[Description of the task]:
The answer should consist of each line below that contains the word "Static".

Items from a data source:
Issue #49, opened 2020-05-22
Add React Hooks Testing Library


beau-charman:
Documentation: https://github.com/testing-library/react-hooks-testing-library

PR #280, opened 2020-11-30
[Feature][AES-2264] Unit Test Refactor

beau-charman:
This PR is the first in a series to address https://aesoponline.atlassian.net/browse/AES-2264

### Stage One

**Static testing refactor**
- Clean up of eslint and stylelint declarations and execution 
- Consistent eslintrc entries (use `"error"` etc…)
- Stylelint now fixes css issues rather than sharing responsibility with prettier
- Markdown and JSON files are now run through prettier

**API refactor**
- Favour named exports over default exports for a consistent and transparent API
- Declare exports at the bottom of files for quick look up of intended accessible methods and values
- Moved Hooks into their own folders
- Added an error for context consumers that are not wrapped in appropriate provider

**Test coverage improvement**
- `statements` 65 👉 82
- `branches` 50 👉 65
- `functions` 40 👉 68
- `lines` 65 👉 83

**Test runner helpers and assertion refactor**
- Remove Enzyme in favour for Testing Library (React|Hooks|DOM)
- Added Jest Watch Typeahead helper

**Initial test refactor**
- Made required changes to test suites
- Audio component refactored into children components and parent consumer component

**Addresses**
- https://github.com/aesop/aesop-gel/issues/49


src/components/Audio/Audio.fixture.js
```diff
@@ -1,4 +1,5 @@
-export default {
+/* istanbul ignore file */
```
MkMan, line 1: Would using one of these 2 eliminate the need to manually ignore files?
* [modulePathIgnorePatterns](https://jestjs.io/docs/en/configuration#modulepathignorepatterns-arraystring)
* [coveragePathIgnorePatterns](https://jestjs.io/docs/en/configuration#coveragepathignorepatterns-arraystring)

MkMan:
So much nicer having each hook in its own folder 👌

MkMan:
I was curious why did you go with 

```js
const a = 1;

const b = 2;

export { a, b };
```

instead of just

```js
export const a = 1;

export const b = 2;
```

setupTests.js
```diff
@@ -1,4 +1,5 @@
 import 'regenerator-runtime/runtime';
+import '@testing-library/jest-dom/extend-expect';
```
MkMan, line 2: I don't think I tried it before but looks like a good addition to save us writing our own utils for that stuff.

src/components/Audio/Audio.fixture.js
beau-charman: Thank you!

beau-charman:
> I was curious why did you go with
> 
> ```js
> const a = 1;
> 
> const b = 2;
> 
> export { a, b };
> ```
> 
> instead of just
> 
> ```js
> export const a = 1;
> 
> export const b = 2;
> ```

Hey @MkMan , while refactoring the API for testing, I also noticed a lot of exported functions that were not used (or even required by other files), therefore I am going to establish a pattern in GEL where exports are only declared at the bottom of a file, (just as imports, besides dynamic imports, are declared at the top of a file), this will allow for a cleaner API

src/components/Audio/Audio.fixture.js
beau-charman: actually, I did try these, could not get the reg ex / globs to work 😭

src/components/Audio/Audio.js
```diff
@@ -21,223 +17,62 @@ const Audio = ({
...
-          >
-            {artistName}
-          </Heading>
-          <Heading hasSerifFont={true} isFlush={true} level="4" size="medium">
-            {trackTitle}
-          </Heading>
-        </header>
-      )}
+    <article className={classSet} id={id}>
+      <Header artistName={artistName} trackTitle={trackTitle} />
```
hassanraza0054, line 47: I really like what you did with the Header here. Solid stuff

src/components/Audio/Audio.js
```diff
@@ -21,223 +17,62 @@ const Audio = ({
...
-              className={styles.downloadButtonIcon}
-              height={13}
-              name="download"
-              width={13}
-            />
-          </Hyperlink>
-        </div>
-      </footer>
-    </div>
+      <Footer
```
hassanraza0054, line 55: Same thing with the footer. Solid encapsulation

src/components/Audio/Audio.js
```diff
@@ -265,18 +100,18 @@ Audio.defaultProps = {
...
   className: undefined,
   copy: {
-    loading: 'Loading audio file',
-    play: 'Play',
-    pause: 'Pause',
-    downloadLabel: 'Download Music',
-    downloadTitle: 'Download Music',
-    seekForward: 'Seek Forward',
-    seekBackward: 'Seek Backward',
+    downloadLabel: undefined,
```
hassanraza0054, line 103: Curious how all the defaultProps are now undefined whereas each of them had values before. What sparked this change?

src/components/Audio/Audio.spec.js
```diff
@@ -1,32 +1,26 @@
...
+        copy={AudioFixture.copy}
+        hasAutoPlay={AudioFixture.hasAutoPlay}
+        id={AudioFixture.id}
+        progressColor={AudioFixture.progressColor}
+        trackTitle={AudioFixture.trackTitle}
+      />,
+    );
 
-    expect(tree).toMatchSnapshot();
+    expect(container).toMatchSnapshot();
```
hassanraza0054, line 24: Adding as many questions for my own understanding but hope its useful to the team too. So the difference between the original **renderer** function and **render** from _react testing library_ is that the latter outputs the JSON() directly, making in compatible for the snapshot function without needing to run **.toJSON()**?

src/components/Audio/components/Footer/Footer.js
```diff
@@ -0,0 +1,126 @@
...
+    seekForwardTitle: undefined,
+  },
+  duration: undefined,
+  isLoading: undefined,
+  isPlaying: undefined,
+  onSeekBackwardButtonClick: undefined,
+  onSeekForwardButtonClick: undefined,
+  onPlayPauseButtonClick: undefined,
+  progress: undefined,
+  progressColor: 'orange',
```
hassanraza0054, line 123: Is there a value in defining any of these default properties?

src/components/Audio/Audio.js
beau-charman: These values were there from development / awaiting final contentful API. No component should have a default prop of something in english, all copy should be served via translations, unless is a hidden label or system text. 

cc @hassanraza0054

src/components/Audio/Audio.js
beau-charman: ty :) I like components to be composable. have a single purpose that can be reused or reuse other ideas

src/components/AddToCartButton/AddToCartButton.stories.mdx
```diff
@@ -18,29 +18,36 @@ Requires `AddToCartContextProvider`, with a prop of `onClick`, which is a callba
...
+      );
     })()}
   </Story>
-</Preview>
+</Canvas>
 
 ## API
 
-<Props of={AddToCartButton} />
+<ArgsTable of={AddToCartButton} />
```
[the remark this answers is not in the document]
beau-charman: its a deprecation with the new versions of Storybook

src/components/AddToCartButton/AddToCartButton.stories.mdx
```diff
@@ -18,29 +18,36 @@ Requires `AddToCartContextProvider`, with a prop of `onClick`, which is a callba
...
+          >
+            <AddToCartButton theme={theme} copy={AddToCartButtonFixture.copy} />
           </VariantSelectContextProvider>
         </AddToCartContextProvider>
-      )
+      );
     })()}
   </Story>
-</Preview>
+</Canvas>
```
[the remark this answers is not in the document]
beau-charman: its a deprecation with the new versions of Storybook

src/components/Audio/components/PausePlayButton/PausePlayButton.js
```diff
@@ -0,0 +1,69 @@
...
+        theme="dark"
+        width={15}
+      />
+      <Icon
+        className={cx(
+          styles.iconPause,
+          { [styles.hidden]: !isPlaying },
+          { [styles.disabled]: isLoading },
+        )}
+        height={15}
```
hassanraza0054, line 36: I imagine this will always be 15 and thus the hardcoded value, but will there ever be a case for us to later customise our play/pause buttons for difference pages? Like maybe 'small', 'medium' or 'large' play buttons? Might be overthinking this, but if so, would you think there's a value in storing these variables in a separate common space, similar to how we store some of our colour CSS vars? Maybe its a lot more work for a case that might not come, but I'm just thinking from a generalisation standpoint whether its a potential area of code to centralise?

src/components/Audio/components/SeekBackwardButton/SeekBackwardButton.js
```diff
@@ -0,0 +1,47 @@
...
+      <Button
+        className={cx(styles.base, styles[progressColor])}
+        isEnabled={!isLoading}
+        isInline={true}
+        onClick={onClick}
+        title={copy.title}
+      >
+        <Icon
+          className={cx(styles.icon, { [styles.disabled]: isLoading })}
+          height={20}
```
hassanraza0054, line 20: Same question here as above with the play button. The play/pause button had a height/width of 15, whereas this one has a height and width of 20. Considering possible future customisations and the idea to keep everything at scale, perhaps its worth saving these height and width values of buttons in a separate file? Curious on the teams thoughts

src/components/Audio/Audio.js
```diff
@@ -1,14 +1,10 @@
...
-import moment from 'moment';
-import throttle from 'lodash/throttle';
-import { COLORS, HYPERLINK_STYLE_TYPES } from '~/constants';
-import Button from '~/components/Button';
-import Heading from '~/components/Heading';
-import Hyperlink from '~/components/Hyperlink';
-import Icon from '~/components/Icon';
-import Loading from '~/components/Loading';
+import { Loading } from '~/components/Loading';
+import { Header } from './components/Header';
```
hassanraza0054, line 5: Hope i'm not being too nitpicky here, but for consistency, would **~/components/Header** be better?

hassanraza0054: Same for footer below

src/components/Breadcrumbs/Breadcrumbs.js
```diff
@@ -13,7 +13,7 @@ const Breadcrumbs = ({ className, items, theme }) => {
   const classSet = cx(styles.base, styles[theme], className);
 
   return (
-    <nav className={classSet}>
+    <nav className={classSet} data-testid="data-testid-Breadcrumbs">
```
hassanraza0054, line 16: Will **data-testid** be our new variable to hook onto when creating unit tests using the react-testing-library? Also, the naming convention we'll be going for will be "data-testid-{componentName}"?

src/components/Audio/Audio.js
hassanraza0054: That makes sense. Thanks for the context Beau!

src/components/Breadcrumbs/Breadcrumbs.js
beau-charman: `data-testid` should only be used if there is nothing else to hook onto (The idea behind the Testing Library suite is to test the code as a user interacts with it, rather than concerning tests with implementation details). 

I am still refactoring the actual tests, hoefully will drop testid for this component. 

In regards to the convention, I wan IDs to be unique, stand up as used for tesing and searchable (`data-testid-component`, or `data-testid-Component`). Any suggestions welcome. 

cc @hassanraza0054

src/components/Audio/Audio.js
beau-charman: they are relative imports, using child components specific to the implementation of Audio. 

cc @hassanraza0054

src/components/Audio/Audio.spec.js
beau-charman: the `container` variable desctructured from `render` is a dom representation of where the component (or provided HTML) was mounted, and doesnt need to be parsed to JSON to be used

cc @hassanraza0054

src/components/Audio/components/PausePlayButton/PausePlayButton.js
beau-charman: I am going to leave the comments regarding the specifics of the Audio component out of the review consideration, as they have already been committed as is and are available in web-ui. If you want to raise an issue that we can come back to in regards to the Audio components implementation and API, please go for it. 

@hassanraza0054 

This PR regards the refactoring of existing code to better suit the testing framework.

src/components/Breadcrumbs/Breadcrumbs.js
MkMan: I've personally found test refs/ids to be quite handy when unit testing. They're a nicer way to find an element than by using css selectors.

beau-charman: Totally agree, but definitely reach for roles and text first :)

.storybook/main.js
```diff
@@ -2,7 +2,7 @@ const path = require('path');
 
 module.exports = {
   stories: [
-    '../src/**/*.stories.(js|mdx)',
+    '../src/**/*.stories.@(js|mdx)',
```
hassanraza0054, line 5: What does adding the '@' symbol do here? I have seen it in imports across gel but I believe it was before this change too, so i'm just curious

.storybook/storybook.module.css
```diff
@@ -48,6 +48,9 @@
 }
 
 :global {
+  .sidebar-header img {
+    height: 100%;
```
hassanraza0054, line 52: What was happening here that you had to explicitly change the height of the sidebar-header img to 100%?

jest.config.js
```diff
@@ -1,29 +1,35 @@
...
   coverageThreshold: {
     global: {
-      branches: 50,
-      functions: 40,
-      lines: 65,
-      statements: 65,
+      statements: 82,
+      branches: 65,
+      functions: 68,
+      lines: 83,
```
hassanraza0054, line 20: Could you contextualise what actions/behaviour these 4 coverage threshold lines enforce? Curious since you've raised the values. Wonder whether its because we have more components now and this covers that, or whether it represents a percentage of working code that should be present in each of the 4 levels.

src/components/Breadcrumbs/Breadcrumbs.js
hassanraza0054: @beau-charman could you elaborate as to what you mean by reaching to roles and text first? Just want to completely understand what you're suggesting we aim for.

hassanraza0054 (approved):

src/components/AddToCartButton/AddToCartButton.spec.js
```diff
@@ -1,70 +1,160 @@
...
+
+    expect(button).toBeInTheDocument();
+
+    let breadcrumbs = screen.queryByTestId('data-testid-loading');
+
+    expect(breadcrumbs).not.toBeInTheDocument();
+
+    userEvent.click(button);
+
+    breadcrumbs = await screen.findByTestId('data-testid-loading');
```
zack76, line 156: just curious what the difference between `queryByTestId` and `findByTestId`

MkMan: I've found [this page](https://testing-library.com/docs/react-testing-library/cheatsheet/#queries) to be pretty useful 🙂

src/components/Audio/components/SeekForwardButton/SeekForwardButton.js
```diff
@@ -0,0 +1,47 @@
+import React from 'react';
+import PropTypes from 'prop-types';
+import cx from 'classnames';
+import { Button } from '~/components/Button';
+import { Icon } from '~/components/Icon';
+import styles from './SeekForwardButton.module.css';
+
+const SeekForwardButton = React.memo(
```
zack76, line 8: I feel like this component looks same/similar to `SeekBackwardButton` if I didn't miss anything. Is that possible we could integrate these two?

src/components/AddToCartButton/AddToCartButton.spec.js
zack76: > I've found [this page](https://testing-library.com/docs/react-testing-library/cheatsheet/#queries) to be pretty useful 🙂
> 
> image
Thank you!

src/components/ContentHubArticle/ContentHubArticle.spec.js
```diff
@@ -1,38 +1,32 @@
...
-          isReadMore={false}
-          longTitle={ContentHubArticleFixture.longTitle}
-          onClick={ContentHubArticleFixture.onClick}
-          readingTime={ContentHubArticleFixture.readingTime}
-          uri={ContentHubArticleFixture.uri}
-          verticalThumbnail={ContentHubArticleFixture.verticalThumbnail}
-        />,
-      )
-      .toJSON();
+  it('should render base component correctly', () => {
```
zack76, line 11: I believe I should add more test cases to this component once I get time 😃

src/components/AddToCartButton/AddToCartButton.spec.js
hassanraza0054: Wonder what the significance of async vs non-async is here.

MkMan:
> **Static testing refactor**
> 
> * Clean up of eslint and stylelint declarations and execution
> * Consistent eslintrc entries (use `"error"` etc…)
> * Stylelint now fixes css issues rather than sharing responsibility with prettier
> * Markdown and JSON files are now run through prettier

Nice! I am hoping we can get to a stage where we only use `eslint`, `stylelint` and `prettier` without other smaller neglected packages that link them. Hopefully one day we can move those rules to [aesop-code-styles](https://github.com/aesop/aesop-code-styles) and use it across our projects for consistent code formatting and less setting up.
image


> **API refactor**
> 
> * Favour named exports over default exports for a consistent and transparent API
> * Declare exports at the bottom of files for quick look up of intended accessible methods and values
> * Moved Hooks into their own folders
> * Added an error for context consumers that are not wrapped in appropriate provider
> 
> **Test coverage improvement**
> 
> * `statements` 65 👉 82
> * `branches` 50 👉 65
> * `functions` 40 👉 68
> * `lines` 65 👉 83

Gooooood stuff 👌

src/components/AddToCartButton/AddToCartButton.spec.js
MkMan: I quickly skimmed through docs and found the following:
* only `findBy` and `findAllBy` are async
* they will try to find element(s) within 1s and return them or throw an error if the element isn't found. Probably useful if elements take time to become present in the DOM. More info [here](https://testing-library.com/docs/dom-testing-library/api-queries#findby)

.storybook/main.js
MkMan: The `stories` field defines which files Storybook should load. It takes an array of `globs` (`glob`: pattern matching string).
According to Storybook docs, it supports globing that conform to the `micromatch` syntax. Visiting `micromatch` [docs](https://github.com/micromatch/micromatch#extglobs) shows that `@` *Matches one of the given patterns*.

jest.config.js
MkMan: > Could you contextualise what actions/behaviour these 4 coverage threshold lines enforce?

`branches` are directly related to conditional logic. In test coverage context it means that conditional logic branches were executed in the process of running the tests. 
```js
// a conditional will introduce 2 branches. When the condition is true and when it isn't
if (x) {
  // branch 1 
} else {
  // branch 2
}

// ....

if (y) {
  // branch 1
}
// in the absence of an else block, the second branch is just that the if block doesn't execute
```

`functions` are just that 😃 In test coverage context it means that the function was executed in the process of running the tests.

`statements` and `lines` are similar and often you'll see they have a close threshold number. Check this [answer](https://github.com/gotwarlost/istanbul/issues/639#issuecomment-225632261) out.

> Wonder whether its because we have more components now and this covers that, or whether it represents a percentage of working code that should be present in each of the 4 levels.

It's the later 😃  The increase in numbers basically means "fail the test task if less than 82% of all statements are executed, or less than 65% of all branches are executed, etc..."

package.json
```diff
@@ -99,28 +98,31 @@
...
+    "eslint-plugin-jest-dom": "^3.3.0",
+    "eslint-plugin-jsx-a11y": "^6.4.1",
     "eslint-plugin-react": "^7.17.0",
     "eslint-plugin-react-hooks": "^2.5.1",
+    "eslint-plugin-testing-library": "^3.10.1",
     "husky": "^4.2.5",
     "identity-obj-proxy": "^3.0.0",
     "jest": "^26.0.1",
     "jest-cli": "^26.0.1",
+    "jest-watch-typeahead": "^0.6.1",
```
MkMan, line 125: Good one 👌 ! I used it before in a previous job and thought it was built into `jest` and was wondering why I didn't get suggestions here.

src/customHooks/useExecuteOnImpression/useExecuteOnImpression.js
```diff
@@ -1,5 +1,5 @@
 import { useEffect } from 'react';
-import { useOnScreen } from '~/customHooks/useOnScreen';
+import { useOnScreen } from '~/customHooks';
```
MkMan, line 2: I ran the build locally and this change causes a circular dependency. Can you please check on your side as well and revert it if you get the same?

MkMan:
Does this close #49 ?

src/components/Audio/Audio.customHooks.js
```diff
@@ -0,0 +1,78 @@
+import { useEffect, useRef, useState } from 'react';
+import throttle from 'lodash/throttle';
+import WaveSurfer from 'wavesurfer.js';
```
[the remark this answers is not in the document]
beau-charman: I wasnt aware that we were looking at SSR until like a week ago, I can look at changing this though. 

Same with Hassan comments regarding The Audio component - this code has been here for a while and is already available in Web UI - So if you could create an issue to address this, that would be great.

package.json
beau-charman: agree, it should just be in the main package 🙌

beau-charman:
> Nice! I am hoping we can get to a stage where we only use `eslint`, `stylelint` and `prettier` without other smaller neglected packages that link them. Hopefully one day we can move those rules to [aesop-code-styles](https://github.com/aesop/aesop-code-styles) and use it across our projects for consistent code formatting and less setting up.

Totally agree, just refactoring for this project at the moment - happy to remove the specific dependancy and use aesop-code-styles after all this work is across the line

src/customHooks/useExecuteOnImpression/useExecuteOnImpression.js
beau-charman: Thank you, was distracted by all the 'A plugin is directly adding properties...' outputs :(

src/components/Audio/Audio.customHooks.js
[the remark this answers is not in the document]
MkMan: Fair enough 🙂  Currently, Gel works with SSR after I changed this import [here](https://github.com/aesop/aesop-gel/blob/develop/src/components/Audio/Audio.js#L43) so changing it back would regress. If you could please retain the change or check the it works with SSR that would be best.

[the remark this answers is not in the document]
beau-charman: oh! didnt have that change when I started this branch, I will make that change here too.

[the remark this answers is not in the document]
MkMan: Thank you 😊

src/components/Breadcrumbs/Breadcrumbs.js
beau-charman: > @beau-charman could you elaborate as to what you mean by reaching to roles and text first? Just want to completely understand what you're suggesting we aim for.

https://testing-library.com/docs/guide-which-query/
https://kentcdodds.com/blog/making-your-ui-tests-resilient-to-change

.storybook/storybook.module.css
beau-charman: It was collapsing - a computed height of 0. Not sure if it was because of a style introduced in the new storybook or what

jest.config.js
beau-charman: https://medium.com/@krishankantsinghal/how-to-read-test-coverage-report-generated-using-jest-c2d1cb70da8b

src/components/AddToCartButton/AddToCartButton.spec.js
beau-charman: https://testing-library.com/docs/guide-which-query/
https://kentcdodds.com/blog/making-your-ui-tests-resilient-to-change

Good guide would be:
- use `get*` when you expect to find the target.
- use `query*` when you don't expect to find the target.
- use `find*` when you expect to wait for the target to be available in the DOM (Asynchronously loaded in / fetched)

src/components/Audio/components/SeekForwardButton/SeekForwardButton.js
beau-charman: Addressed this

src/components/ContentHubArticle/ContentHubArticle.spec.js
beau-charman: all good!

zack76 (approved):

MkMan (approved):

[Solution below]:
**Static testing refactor**
> **Static testing refactor**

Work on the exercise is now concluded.